PR #10903, opened 2022-04-27
add base-Renderer and separate & rename renderableComp

LinYunMo:
- add base-renderer 
- rename renderable-component to renderer
- separate renderable-component
- rename Renderable2D to UIRenderer

update：
- rename base-renderer to renderer
- rename renderer to model-renderer

### DIFF
--- a/cocos/2d/components/ui-mesh-renderer.ts
+++ b/cocos/2d/components/ui-mesh-renderer.ts
@@ -30,7 +30,7 @@
  */
 
 import { ccclass, help, executionOrder, menu, executeInEditMode } from 'cc.decorator';
-import { RenderableComponent } from '../../core/components/renderable-component';
+import { Renderer } from '../../core/components/renderable-component';
 import { RenderPriority } from '../../core/pipeline/define';
 import { IBatcher } from '../renderer/i-batcher';
 import { Stage } from '../renderer/stencil-manager';
@@ -57,7 +57,7 @@ export class UIMeshRenderer extends Component {
         return this._modelComponent;
     }
 
-    private _modelComponent: RenderableComponent | null = null;
+    private _modelComponent: Renderer | null = null;
 
     public __preload () {
         this.node._uiProps.uiComp = this;
@@ -68,7 +68,7 @@ export class UIMeshRenderer extends Component {
             this.node.addComponent('cc.UITransform');
         }
 
-        this._modelComponent = this.getComponent('cc.RenderableComponent') as RenderableComponent;
+        this._modelComponent = this.getComponent('cc.RenderableComponent') as Renderer;
         if (!this._modelComponent) {
             console.warn(`node '${this.node && this.node.name}' doesn't have any renderable component`);
         }
@@ -78,7 +78,7 @@ export class UIMeshRenderer extends Component {
         if (this.node._uiProps.uiComp === this) {
             this.node._uiProps.uiComp = null;
         }
-        this._modelComponent = this.getComponent('cc.RenderableComponent') as RenderableComponent;
+        this._modelComponent = this.getComponent('cc.RenderableComponent') as Renderer;
         if (!this._modelComponent) {
             return;
         }
--- a/cocos/2d/components/ui-mesh-renderer.ts
+++ b/cocos/2d/components/ui-mesh-renderer.ts
@@ -30,7 +30,7 @@
  */
 
 import { ccclass, help, executionOrder, menu, executeInEditMode } from 'cc.decorator';
-import { Renderer } from '../../core/components/renderable-component';
+import { ModelRenderer } from '../../core/components/model-renderer';
 import { RenderPriority } from '../../core/pipeline/define';
 import { IBatcher } from '../renderer/i-batcher';
 import { Stage } from '../renderer/stencil-manager';
@@ -57,7 +57,7 @@ export class UIMeshRenderer extends Component {
         return this._modelComponent;
     }
 
-    private _modelComponent: Renderer | null = null;
+    private _modelComponent: ModelRenderer | null = null;
 
     public __preload () {
         this.node._uiProps.uiComp = this;
@@ -68,7 +68,7 @@ export class UIMeshRenderer extends Component {
             this.node.addComponent('cc.UITransform');
         }
 
-        this._modelComponent = this.getComponent('cc.RenderableComponent') as Renderer;
+        this._modelComponent = this.getComponent('cc.ModelRenderer') as ModelRenderer;
         if (!this._modelComponent) {
             console.warn(`node '${this.node && this.node.name}' doesn't have any renderable component`);
         }
@@ -78,7 +78,7 @@ export class UIMeshRenderer extends Component {
         if (this.node._uiProps.uiComp === this) {
             this.node._uiProps.uiComp = null;
         }
-        this._modelComponent = this.getComponent('cc.RenderableComponent') as Renderer;
+        this._modelComponent = this.getComponent('cc.ModelRenderer') as ModelRenderer;
         if (!this._modelComponent) {
             return;
         }
--- a/cocos/2d/framework/renderable-2d.ts
+++ b/cocos/2d/framework/renderable-2d.ts
@@ -44,7 +44,7 @@ import { UITransform } from './ui-transform';
 import { Stage } from '../renderer/stencil-manager';
 import { legacyCC } from '../../core/global-exports';
 import { NodeEventType } from '../../core/scene-graph/node-event';
-import { BaseRenderer } from '../../core';
+import { Renderer } from '../../core/components/renderer';
 
 // hack
 ccenum(BlendFactor);
@@ -114,7 +114,7 @@ export enum InstanceMaterialType {
 @requireComponent(UITransform)
 @disallowMultiple
 @executeInEditMode
-export class UIRenderer extends BaseRenderer {
+export class UIRenderer extends Renderer {
     /**
      * @en The blend factor enums
      * @zh 混合模式枚举类型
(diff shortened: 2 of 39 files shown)


cocos/2d/components/ui-mesh-renderer.ts
```diff
@@ -30,7 +30,7 @@
  */
 
 import { ccclass, help, executionOrder, menu, executeInEditMode } from 'cc.decorator';
-import { RenderableComponent } from '../../core/components/renderable-component';
+import { Renderer } from '../../core/components/renderable-component';
```
pandamicro: Shouldn't be using Renderer as class name, keep RenderableComponent is ok

cocos/2d/framework/renderable-2d.ts
```diff
@@ -111,11 +110,11 @@ export enum InstanceMaterialType {
  * @zh 所有支持渲染的 2D 组件的基类。
  * 这个组件会设置 [[Node]] 上的 [[NodeUIProperties.uiComp]]。
  */
-@ccclass('cc.Renderable2D')
+@ccclass('cc.UIRenderer')
 @requireComponent(UITransform)
 @disallowMultiple
 @executeInEditMode
-export class Renderable2D extends RenderableComponent {
+export class UIRenderer extends BaseRenderer {
```
pandamicro: Please keep using `Renderable` instead of `Renderer`, they are objects which can be rendered, so they are renderable, but they are not the renderer, they are not rendering anything, they are only providing data to the renderer

cocos/core/components/base-renderer.ts
```diff
@@ -0,0 +1,220 @@
...
+import { legacyCC } from '../global-exports';
+
+const _matInsInfo: IMaterialInstanceInfo = {
+    parent: null!,
+    owner: null!,
+    subModelIdx: 0,
+};
+
+@ccclass('cc.BaseRenderer')
+export class BaseRenderer extends Component {
```
pandamicro: BaseRenderable

pandamicro: Add API reference for this class

cocos/core/components/renderable-component.ts
```diff
@@ -28,26 +28,17 @@
...
-const _matInsInfo: IMaterialInstanceInfo = {
-    parent: null!,
-    owner: null!,
-    subModelIdx: 0,
-};
-
-@ccclass('cc.RenderableComponent')
-export class RenderableComponent extends Component {
+@ccclass('cc.Renderer')
+export class Renderer extends BaseRenderer {
```
pandamicro: Renderable or keep RenderableComponent

cocos/core/components/renderable-component.ts
```diff
@@ -236,17 +66,8 @@ export class RenderableComponent extends Component {
...
-
-    protected _clearMaterials () {
-    }
-
     protected _onVisibilityChange (val) {
     }
 }
 
-legacyCC.RenderableComponent = RenderableComponent;
+legacyCC.Renderer = Renderer;
```
pandamicro: If modify name, no need to add to legacyCC again

pandamicro (changes requested):

SantyWang:
If it's an interface, I think it's more appropriate to call it IRenderable, but if it's a type, I think it's better to call it Renderer, even if it's an abstract type. `Renderer` is used to express that his job is rendering, not to describe that he is a type that supports rendering

cocos/core/components/base-renderer.ts
minggo: BaseRenderer -> Renderer?

cocos/core/components/base-renderer.ts
```diff
@@ -0,0 +1,220 @@
...
+    @type(Material)
+    @displayOrder(0)
+    @displayName('Materials')
+    get sharedMaterials () {
+        // if we don't create an array copy, the editor will modify the original array directly.
+        return (EDITOR && this._materials.slice()) || this._materials;
+    }
+
+    set sharedMaterials (val) {
+        for (let i = 0; i < val.length; i++) {
```
minggo: I found much TS codes caches length like this
```javascript
for (let i = 0, len = val.length; i < len; ++)
```
Does caching length will improve performance?

cocos/core/components/index.ts
```diff
@@ -30,6 +30,7 @@ export { default as MissingScript } from './missing-script';
 export { EventHandler } from './component-event-handler';
 export { Component } from './component';
 export { Camera } from './camera-component';
-export { RenderableComponent } from './renderable-component';
+export { Renderer } from './renderable-component';
+export { BaseRenderer } from './base-renderer';
```
minggo: What's difference between `BaseRenderer` and `Renderer`?

cocos/core/components/base-renderer.ts
```diff
@@ -0,0 +1,220 @@
+/*
+ Copyright (c) 2020 Xiamen Yaji Software Co., Ltd.
```
minggo: 2020 -> 2022

LinYunMo:
I added a comparison chart of the structure before and after the change

RendererExtends (Before)

RendererExtends (After)

minggo:
> I added a comparison chart of the structure before and after the change

Thanks. I think change like this is better
- `BaseRenderer` -> `Renderer`
- `Renderer` -> `ObjectRenderer`? or other more meaningful name,  i am not sure

SantyWang:
> Renderer -> ObjectRenderer? or other more meaningful name, i am not sure

how about this:
* BaseRenderer -> Renderer
* Renderer -> ModelRenderer ? 

The main difference between UIRenderer and ModelRenderer is that ModelRenderer is based on model

minggo:
> > Renderer -> ObjectRenderer? or other more meaningful name, i am not sure
> 
> how about this:
> 
> * BaseRenderer -> Renderer
> * Renderer -> ModelRenderer ?
> 
> The main difference between UIRenderer and ModelRenderer is that ModelRenderer is based on model

It looks good to me.

pandamicro:
> If it's an interface, I think it's more appropriate to call it IRenderable, but if it's a type, I think it's better to call it Renderer, even if it's an abstract type. `Renderer` is used to express that his job is rendering, not to describe that he is a type that supports rendering

I see your point, but please keep in mind, we already have a `renderer` module, so it not acceptable to have a Class `Renderer`, it will create more confusions.

Thanks for @LinYunMo diagram to make it more clear, we have `MeshRenderer`, `SkinnedMeshRenderer`, so I will not insist on using Renderer in the name, but I do insist we shouldn't create a `Renderer` class. I suggest using 

- `BaseRenderer`
  - `ModelRenderer`
  - `UIRenderer`

minggo:
Every engine contains a module named renderer explicitly or implicitly, adding a class named `Renderer ` seems ok. I think Renderer is more concise than BaseRenderer.

minggo (approved):

SantyWang (approved):

SantyWang (approved):

cocos/2d/framework/renderable-2d.ts
```diff
@@ -111,11 +110,11 @@ export enum InstanceMaterialType {
  * @zh 所有支持渲染的 2D 组件的基类。
  * 这个组件会设置 [[Node]] 上的 [[NodeUIProperties.uiComp]]。
  */
-@ccclass('cc.Renderable2D')
+@ccclass('cc.UIRenderer')
 @requireComponent(UITransform)
 @disallowMultiple
 @executeInEditMode
-export class Renderable2D extends RenderableComponent {
```
pandamicro, line 118: Please also change the file name

cocos/core/components/model-renderer.ts
```diff
@@ -0,0 +1,70 @@
...
+import {
+    ccclass, serializable,
+} from 'cc.decorator';
+import { scene } from '../renderer';
+import { Layers } from '../scene-graph/layers';
+import { legacyCC } from '../global-exports';
+import { Renderer } from './renderer';
+
+@ccclass('cc.ModelRenderer')
+export class ModelRenderer extends Renderer {
```
pandamicro, line 38: API doc for the class and all public APIs

cocos/core/components/model-renderer.ts
```diff
@@ -0,0 +1,70 @@
...
+ AUTHORS OR COPYRIGHT HOLDERS BE LIABLE FOR ANY CLAIM, DAMAGES OR OTHER
+ LIABILITY, WHETHER IN AN ACTION OF CONTRACT, TORT OR OTHERWISE, ARISING FROM,
+ OUT OF OR IN CONNECTION WITH THE SOFTWARE OR THE USE OR OTHER DEALINGS IN
+ THE SOFTWARE.
+ */
+
+/**
+ * @packageDocumentation
+ * @module model
+ */
```
pandamicro: No need to put this anymore

cocos/core/components/renderer.ts
```diff
@@ -35,31 +35,16 @@ import {
...
-    get visibility () {
-        return this._visFlags;
-    }
-
-    set visibility (val) {
-        this._visFlags = val;
-        this._onVisibilityChange(val);
-    }
-
+@ccclass('cc.Renderer')
```
pandamicro, line 45: Also add some docs on it

cocos/core/components/renderer.ts
```diff
@@ -35,31 +35,16 @@ import {
...
+export class Renderer extends Component {
```
pandamicro, line 46: Renderer is still too general for me, maybe AbstractRenderer, would that sound better @minggo

pandamicro (commented):
Please check whether any native class need a name refactor

pandamicro (approved):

* Problem to work on: What lines in the listing above contain the word "based"? Show each one.

* Answer for the task:
The main difference between UIRenderer and ModelRenderer is that ModelRenderer is based on model
> The main difference between UIRenderer and ModelRenderer is that ModelRenderer is based on model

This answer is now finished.